Elsevier bahkan mendapat margin keuntungan mencapai 37% pada tahun 2018 atau dua kali dari margin keuntungan Google. Elsevier juga mendapat banyak kritik secara global atas praktik monopoli serta praktik pemerasan dalam ruang akademik. Apalagi, seperti yang kita ketahui bersama bahwa penulis artikel jurnal tidak mendapatkan royalti dari hasil tulisannya yang telah dipublikasikan.

Untuk mempublikasikan hasil riset, para akademisi bahkan harus merogoh kocek yang tidak sedikit. Sebut saja di Elsevier, penerbit ini mematok harga antara USD 150 – USD 9.900 atau sekitar Rp. 2,5 juta – Rp. 138 juta sekali terbit. Penerbit banyak berargumen bahwa biaya yang besar untuk menerbitkan artikel ke jurnal mereka untuk menjaga reputasi atau meningkatkan reputasi yang umumnya berpatok pada ukuran Q1 hingga Q4.  

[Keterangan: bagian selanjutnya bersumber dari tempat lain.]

Issue #1137, opened 2016-12-08
Missing recentering tools in mobile maps


stef74:
On mobile we don't have recentring tools on the map.

ginold:
you sure you clicked on the map button on the bottom of the page? or is it another page you are speaking of?
![screenshot from 2016-12-08 12-22-20](https://cloud.githubusercontent.com/assets/7814311/21008213/03fd7aac-bd41-11e6-807d-d51b3d25d486.png)

stef74:
My screen (iphone5s) 
![img_0867](https://cloud.githubusercontent.com/assets/3962997/21008543/757fb3a6-bd42-11e6-846e-013fa3264ceb.PNG)

stef74:
@ginold it s Word on m'y iPad mini not on m'y iPhone , size screen issue ?

ginold:
I don't understand 

>  it s Word on m'y iPad mini 

You are browsing with Word (microsoft) ? :confused:  i think not. 
All in all, it's surely not a screen size issue.

brunobesson:
I think I saw someone reporting something similar: apparently on some devices buttons are placed on an upper position and hidden by the header.

brunobesson:
E.g. on my phone, I get the following result: 
![screenshot_2016-12-24-08-39-30](https://cloud.githubusercontent.com/assets/2234024/21465867/ba48d0fc-c9b4-11e6-9805-9d24833e286a.png)

stef74:
Word = works. It s probably an issue of size if screen ...

stef74:
I can show it in chrome on IOS not on safari.

stef74:
Same issue on iphone 7s (screen are more big than 5)

fjacon:
So it is just a problem on safari, right ?

dkocich:
> So it is just a problem on safari, right ?

Yes, I see this problem only on iPhone (portrait view) with BrowserStack.

A problem is probably with the use of calc in CSS http://caniuse.com/#feat=calc and VH http://caniuse.com/#feat=viewport-units (known issues for Safari). Some styles are not applied the same way and then there are some differences on some places in different browsers and versions. I am trying to solve this using media queries to target only iPhone's safari and apply different styles but I am not sure if it is a good way.
http://stephen.io/mediaqueries/
https://css-tricks.com/snippets/css/media-queries-for-standard-devices/

asaunier:
Tested in browserstack.com (emulator):
[...]

PR #1803, opened 2017-11-02
fix 1137

julsbreakdown:
#1137 
Works on android chrome, I haven't tested it on safari
for testing i had to use my one phone since classic debug tools do not render the google search tab cf image
capture du 2017-11-02 16-46-04

### DIFF
--- a/less/c2corg_ui.less
+++ b/less/c2corg_ui.less
@@ -380,6 +380,7 @@ div.help-block {
     opacity: 0;
     pointer-events: none;
     width: 100%;
+    height: ~"-webkit-calc(100% - 120px)";
   }
   .map {
     @media @phone {


less/c2corg_ui.less
```diff
@@ -380,6 +380,7 @@ div.help-block {
     opacity: 0;
     pointer-events: none;
     width: 100%;
+    height: ~"-webkit-calc(100% - 120px)";
```
asaunier: Safari is based upon Webkit, right? Then it's probably concerned by this change.
Chrome is no longer using it since 2013 (OK it uses a fork I think), then will this ``-webkit-calc`` really impacts Chrome?

julsbreakdown:
I do not think that browserstack enables you to add the search tool bar.

less/c2corg_ui.less
julsbreakdown: I honestly don't know much about Safari
As I said i've tried it using the lastest chrome version on my android.
https://developers.google.com/web/tools/chrome-devtools/remote-debugging/

Adding this in the CSS results in fixing the bug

Hak Kekayaan Intelektual Berubah Menjadi Properti Investasi Intelektual?

Pengamat global banyak beranggapan bahwa Hak Kekayaan Intelektual (HKI) yang dimiliki oleh penerbit artikel jurnal-jurnal bereputasi telah menjadi properti investasi untuk mendapatkan keuntungan besar. The Guardian dalam sebuah diskusi di Twitter melalui artikel yang ditulis oleh George Monbiot menganggap bahwa bisnis penerbit artikel jurnal merupakan model bisnis yang kejam.

Model ini dipelopori oleh Robert Maxwell, dia menganggap bahwa setiap penerbit jurnal dapat memonopoli dan membebankan biaya sebagai bentuk transmisi ilmu pengetahuan. Robert Maxwell turut menganggap bahwa konsep penemuannya sebagai “a perpetual financing machine” atau mesin pembiayaan abadi.

Bagaimanapun perdebatan yang ada, Sci-Hub telah membantu jutaan mahasiswa di dunia untuk memperoleh literatur, kebebasan dalam belajar, serta transfer ilmu pengetahuan secara luas.